PR #2595, opened 2026-01-21
[cmds] Add Bobcat web browser as external application

rafael2k:
Add support for building Bobcat (a Lynx fork) text-mode web browser as external application using OpenWatcom C compiler.

Source repository: https://github.com/rafael2k/bobcat

### DIFF
--- a/elkscmd/ExtApplications
+++ b/elkscmd/ExtApplications
@@ -61,6 +61,8 @@ elks-viewer/ppmview                                 :elksviewer
 elks-viewer/bmpview                                 :elksviewer
 lua/lua                                             :lua
 lua/testes/drawcube.lua ::root/drawcube.lua         :lua
+bobcat/src/bobcat                                   :bobcat
+bobcat/lynx.cfg ::etc/lynx.cfg                      :bobcat
 # C86 devkit and header files
 8086-toolchain/elks-bin/make        ::usr/bin/make
 8086-toolchain/elks-bin/cpp         ::usr/bin
--- a/buildext.sh
+++ b/buildext.sh
@@ -21,6 +21,7 @@
 #       ngircd_elks     OpenWatcom      IRC daemon for ELKS
 #       elks_viewer     OpenWatcom      Image viewers (BMP, PPM, JPG) for ELKS
 #       lua             OpenWatcom      Lua 5.5 interpreter
+#       bobcat          OpenWatcom      Bobcat web browser (Lynx fork)
 #
 # Some projects may require prerequisites.
 # To only build the C86 toolchain, use './buildext.sh owc_libc c86_toolchain'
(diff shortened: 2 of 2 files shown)


elkscmd/ExtApplications
```diff
@@ -58,6 +58,8 @@ elks-viewer/bmpview                                 :elksviewer         :2880k
 # Lua interpreter
 lua/lua                                             :lua                :2880k
 lua/testes/drawcube.lua ::root/drawcube.lua         :lua                :2880k
+# Bobcat web browser (Lynx fork)
+bobcat/src/bobcat                                   :bobcat             :2880k
```
ghaerr: Sorry @rafael2k, your previous PR broke the 2880k build, we're out of space. Can you change this by removing the `# Bobcat ...` comment as well as the `:2880k` setting on the install?

rafael2k: Lets also remove Lua from the 2880k build?

ghaerr: That's already done, do a git pull before proceeding.

rafael2k:
Btw, I'm fixing the links navigation, so we'll have a pretty working WWW browser.
image

ghaerr:
> I'm fixing the links navigation, so we'll have a pretty working WWW browser.

Nice! Can't wait to try it! :)

ghaerr:
@rafael2k, I can commit this after the branch conflict is resolved, thanks.

rafael2k:
I tried to fix the navigation artifacts, but I'm not there yet. Nevertheless, networking works and simple sites render fine. It is possible to access the links, just the rendering of the highlighted text of the link gets to the wrong coordinates...
: /

ghaerr:
Glad you made it through the git mountain!! :) 

> I tryed to fix the navigation artifacts, but I'm not there yet.

That's ok, the good news is that bobcat will now automatically update on ELKS after commits to your bobcat repo. I'll follow it so I can see what you're doing.

ghaerr:
>  just the rendering of the highlighted text of the link gets to the wrong coordinates...

Actually, bobcat seems more unusable than before... just moving the arrow keys or trying to access google.com does not work:
Screenshot 2026-01-21 at 6 32 54 PM

rafael2k:
OK, yesterday I tried some stuff, did not work. Later today after work I'll revert all the mess I tried.

ghaerr:
Hello @rafael2k, can you please revert the previous cursor-fix changes to the bobcat repo? I would like to take a look and determine how suitable it is for the upcoming v0.9 distribution. The most recent changes render the application pretty much unusable.

rafael2k:
Reverted. Indeed... I tried AI, but of no help... No training data of modern ELKS software (OWC, etc) for AI yet.

rafael2k:
I have a feeling that if fixing bobcat turns out too painful, we might write a simple html browser from scratch.

ghaerr:
Thanks @rafael2k, I'll take another look at how it runs and comment back.

Since Bobcat does work on other systems, I would hope the issue is some kind of mixup with curses. However, if Bobcat depends on curses "windows", meaning auto-save of underlying screen contents while a rectangular area of the screen is replaced with new text, then that will require a much larger implementation of our tiny ELKS curses, which probably isn't going to get written very easily.

ghaerr:
@rafael2k, just tested bobcat again. It's better than it was, but does seem to scroll up a line possibly. But the bigger problem is that it almost always immediately runs out of heap, and then doesn't accept any keyboard input at all - until a ^C is typed, and the program exits.

Were you ever able to get it to display any web page? What URL actually works?

rafael2k:
I test with this one:
http://info.cern.ch/

If we had C++, we could work on https://github.com/jhhoward/MicroWeb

* * *

▶ [EXERCISE DESCRIPTION] All lines from the one that contains "Were you ever" through the end of the material are to be quoted exactly, with both ends included.

▶ [YOUR SOLUTION]
Were you ever able to get it to display any web page? What URL actually works?

rafael2k:
I test with this one:
http://info.cern.ch/

If we had C++, we could work on https://github.com/jhhoward/MicroWeb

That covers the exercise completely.